For 486 or early Pentium machines, DamnSmallLinux could be an option. Pentium 2 and Pentium 3 machines could benefit from Puppy Linux, Crunchbang, or LXLE. For 1 GHz machines. Linux Mint LXDE. and Lubuntu – and even Xubuntu – are good options. For netbooks, ElementaryOS or EasyPeasy are good options. Once you start entering the 2 GHz mark, Ubuntu, Linux Mint, and most regular distros.
Each of the above would require a good amount of RAM to be installed.
Can It Cope?
Anyone using an older computer won’t be doing anything too heavy on it. With the average user only using it for connecting online rather than heavy video or music editing, you need to weigh up if you need a brand new machine, could purchase a used one, or just stick with what you have and possibly upgrading the RAM?
If your computer still copes with your need, then looking at a Linux distro might be an option for you as long as your hardware is supported and any software you use is available on the Linux platform.
Stick with XP
Excuse me for pointing out the obvious, but there is a third option. You could just stick with what you have. If you computer has been working fine until now, chances are it will continue to work fine for many months or years to come.
Okay, so Microsoft might be ending support for Windows XP, but that doesn’t mean it is going to stop functioning. They are still going to offer updates to their Security Essentials suite until April 2015, and even after that I am sure others will continue to support it for a while.
One reason you might need to upgrade is if a piece of software – mainly a browser or Flash plugin – stops new versions running on Windows XP. As Microsoft moves ahead, releasing newer versions, software developers drop older versions. Given the legacy of XP and the number of active users, it is going to be hard to shake off, but it will happen at some point.
The April 2014 cut off date has caused a stir in the media, but all it means really is no more patches. It does mean if a hole is found, Microsoft won’t fix it, so it could potentially be exploited by those that seem intent on infecting people.
It doesn’t however mean your computer will stop working.

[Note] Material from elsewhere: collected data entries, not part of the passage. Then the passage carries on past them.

PR #62, opened 2017-02-01
Feature/octo 1253 expan results in json

mkolarek:
- to_json() currently works only for results created with delta() and sga(), trend() results are not supported at the moment
- current implementation is lacking, a recurrent solution would be the way to go
- unit tests have been implemented
- changes to test_experiment.py are only due to whitespace issues


expan/core/results.py
```diff
@@ -379,6 +383,65 @@ def to_hdf(self, fpath):
 
 		hfile.close()
 
+	def to_json(self):
+		"""
+
+		Args:
+		    fpath:
```
jbao: Do we want to support some filename as an argument here?

mkolarek: good idea, I can add this

jbao (approved):

PR #73, opened 2017-02-09
Feature/early stopping

jbao:
Implemented 3 early-stopping algorithms as part of the delta function:
- group sequential
- Bayes factor
- precision of the Bayes credible interval

Notes:
- `*_to_dataframe` functions need to be refactored
- more distribution models need to be added
- unit tests will now run for a while due to the addition of Bayesian methods


expan/core/early_stopping.py
```diff
@@ -0,0 +1,228 @@
...
+
+def HDI_from_MCMC(posterior_samples, credible_mass=0.95):
+    # Computes highest density interval from a sample of representative values,
+    # estimated as the shortest credible interval
+    # Takes Arguments posterior_samples (samples from posterior) and credible mass (normally .95)
+    # http://stackoverflow.com/questions/22284502/highest-posterior-density-region-and-central-credible-region
+    sorted_points = sorted(posterior_samples)
+    ciIdxInc = np.ceil(credible_mass * len(sorted_points)).astype('int')
+    nCIs = len(sorted_points) - ciIdxInc
+    ciWidth = [0]*nCIs
```
gbordyugov, line 109: switch to np.array instead of lists and get rid of the for loop below in favour of array sections?

expan/core/early_stopping.py
```diff
@@ -0,0 +1,228 @@
...
+	prior = cauchy.pdf(0, loc=0, scale=1)
+	bf = kde.evaluate(0)[0] / prior
+	stop = int(bf > 3 or bf < 1/3.)
+
+	interval = HDI_from_MCMC(traces['alpha'])
+
+	return stop, mu_x-mu_y, {'lower':interval[0],'upper':interval[1]}, n_x, n_y, mu_x, mu_y
+
+
+def bayes_precision(x, y, distribution='normal', posterior_width=0.08):
```
gbordyugov, line 198: looks like duplication in comparison to above

expan/core/experiment.py
```diff
@@ -467,6 +517,144 @@ def delta(self, kpi_subset=None, derived_kpis=None, variant_subset=None,
 
 		return res
 
+	def group_sequential_delta(self,
```
gbordyugov, line 518: `group_sequential_delta`, `bayes_factor_delta`, and `bayes_precision_delta` bear a lot of duplicate code - any hope of factoring out a common pattern?

expan/core/early_stopping.py
```diff
@@ -0,0 +1,228 @@
...
+					'x': _x, 
+					'y': _y}
+	else:
+		raise NotImplementedError
+	model_file = __location__ + '/../models/' + distribution + '_kpi.stan'
+	sm = StanModel(file=model_file)
+
+	fit = sm.sampling(data=fit_data, iter=25000, chains=4, n_jobs=1, seed=1)
+	traces = fit.extract()
+	interval = HDI_from_MCMC(traces['delta'])
```
gbordyugov: maybe:

`interval[0], interval[1] = min(interval[0], interval[1]), max(interval[0], interval[1])`
to ensure the sanity of interval bounds?

expan/core/early_stopping.py
```diff
@@ -0,0 +1,228 @@
...
+					'x': _x, 
+					'y': _y}
+	else:
+		raise NotImplementedError
+	model_file = __location__ + '/../models/' + distribution + '_kpi.stan'
+	sm = StanModel(file=model_file)
+
+	fit = sm.sampling(data=fit_data, iter=25000, chains=4, n_jobs=1, seed=1)
+	traces = fit.extract()
+	kde = gaussian_kde(traces['delta'])
```
gbordyugov: the difference between this and `bayes_precision` is only the following 6 lines of code - please correct me if I'm wrong - we could think about factoring out the common pieces of the code between those two funcs

expan/core/experiment.py
```diff
@@ -360,9 +361,58 @@ def __str__(self):
...
+			return self.fixed_horizon_delta(kpi_subset, derived_kpis, **kwargs)
+		elif method == 'group_sequential':
+			return self.group_sequential_delta(res, kpis_to_analyse, **kwargs)
+		elif method == 'bayes_factor':
+			return self.bayes_factor_delta(res, kpis_to_analyse, **kwargs)
+		elif method == 'bayes_precision':
+			return self.bayes_precision_delta(res, kpis_to_analyse, **kwargs)
+		else:
+			raise NotImplementedError
+
```
gbordyugov:
```
method_table = {
  'fixed_horizon': (self.fixed_horizon_delta, kpi_subset, derived_kpis),
  'group_sequential': (self.group_sequential_delta, res, kpis_to_analyse),
  'bayes_factor': (self.bayes_factor_delta, res, kpis_to_analyse),
  'bayes_precision': (self.bayes_precision_delta, res, kpis_to_analyse)
}

if not method in method_table:
  raise NotImplementedError
else:
  m = method_table[method]
  f, a1, a2 = m[0], m[1], m[2]
  f(a1, a2, **kwargs)
```

would be easier to expand in feature

expan/core/early_stopping.py
```diff
@@ -0,0 +1,228 @@
...
+					 information_fraction=1, 
+					 alpha=0.05, 
+					 cap=8):
+	"""
+	Group sequential method to determine whether to stop early or not.
+
+	Args:
+		x (array_like): sample of a treatment group
+		y (array_like): sample of a control group
+		spending_function: name of the alpha spending function, currently
```
gbordyugov, line 39: that can be the spending function itself instead of the string with its name, see `callable(spending_function)` call below

expan/core/early_stopping.py
```diff
@@ -0,0 +1,228 @@
...
+	_y = np.array(y, dtype=float) 
+
+	# if scalar, assume equal spacing between the intervals
+	#if not isinstance(information_fraction, list): 
+	#	fraction = np.linspace(0,1,information_fraction+1)[1:]
+	#else:
+	#	fraction = information_fraction
+
+	# alpha spending function
+	if spending_function in ('obrien_fleming'):
```
gbordyugov, line 71: continuing the comment above about passing the function itself instead of its name:

```
if callable(spending_function):
  alpha_new = spending_function(information_fraction, alpha = alpha)
else:
  raise NotImplemented
```

`callable()` works only in Python 2.x and Python 3.2+ though

expan/core/results.py
```diff
@@ -678,6 +678,58 @@ def feature_check_to_dataframe(metric,
...
+	if len(pctiles) > 0:
+		df = df.append(pd.DataFrame({
+			'metric': metric,
+			'statistic': 'uplift_pctile',
+			'pctile': list(pctiles.keys()),
+			'value': list(pctiles.values()),
+			'subgroup_metric': subgroup_metric,
+			'subgroup': subgroup
+			}))
+
```
gbordyugov, line 738: Can this duplication be avoided by the Dict.update() method - am I overlooking smth?

gbordyugov (commented):
great job Jie!

my comments are mostly stylistic grumblings

expan/core/results.py
```diff
@@ -678,6 +678,58 @@ def feature_check_to_dataframe(metric,
...
+	    subgroup_metric: subgroup metric name
+	    subgroup: subgroup name
+
+	Returns:
+		the result data frame
+	"""
+	df = pd.DataFrame({
+		'metric': metric,
+		'pctile': None,
+		'statistic': ['uplift', 'sample_size', 'variant_mean', 'stop'],
```
gbordyugov, line 724: Don't you think that we might lift `stop` to the level of `metric`? This
a) will be more compliant to the doc-string above (line 697)
b) will make exporting data frame to other formats smoother

gbordyugov (commented):
location of `stop` label in the hierarchy of data frame indices

PR #80, opened 2017-02-23
Early stopping

jbao:
- Add a Poisson KPI model for Stan and the unit test (**Unit tests might run even longer now**)
- Fixed `setup.py` such that Stan model files are also installed with the remaining modules


tests/tests_core/test_early_stopping.py
```diff
@@ -70,13 +72,27 @@ def test_bayes_factor(self):
 		stop,delta,CI,n_x,n_y,mu_x,mu_y = es.bayes_factor(self.rand_s1, self.rand_s2)
 		self.assertEqual(stop, 1)
 		self.assertAlmostEqual(delta, -0.15887364780635896)
-		self.assertAlmostEqual(CI['lower'], -0.24414725578976518)
-		self.assertAlmostEqual(CI['upper'], -0.072120687308212819)
+		self.assertAlmostEqual(CI['lower'], -0.25165623415486293)
```
mkolarek: this assert seems to fail
E           AssertionError: -0.24873596733759926 != -0.25165623415486293 within 7 places

mkolarek: and the one at line number 109
E           AssertionError: -0.24873596733759926 != -0.25165623415486293 within 7 places

jbao:
ok, obviously the addition of a prior messed up with the random seed, fixed that now. Does that resolve #85 , @gbordyugov ?

gbordyugov:
unfortunately not @jbao

jbao:
Reducing the initial `stepsize` seems to solve the problem of numerical instability (which amounts to several run-time warnings about parameter constraints).

See also https://groups.google.com/forum/#!topic/stan-users/hpGvb_ZpJ3c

I know plenty of people who still use Windows 2000.
Mac Users Use Older Versions
It seems this ‘XP will be cut off’ has spooked a lot of people, sending some in to a frenzy. This doesn’t seem to happen in the Mac world. The current version of OS X is 10.9 Mavericks with a lot of people still running 10.6 Snow Leopard from 2009 – and even some running 10.4 Tiger from 2005 without a worry about security.
Okay, so the Mac world doesn’t suffer from the same level of threats that Windows does, but it’s still a strange notion that Apple users will use a 9-year-old OS five revisions back, but the moment XP is abandoned, people panic.
My XP Laptops
I have two Packard Bell laptops that are currently running Windows XP. 1.6 GHz Centrino with 1.25 GB RAM in each. Both would struggle to handle Vista or 7 as well as they do XP. As I have just moved my kids main tower to Ubuntu with relative success, I am considering which distro would run well on the two laptops.
What you do depends on your hardware? Will it take a newer version of Windows and do you want the expense? Could you switch to Linux or will you just keep running XP?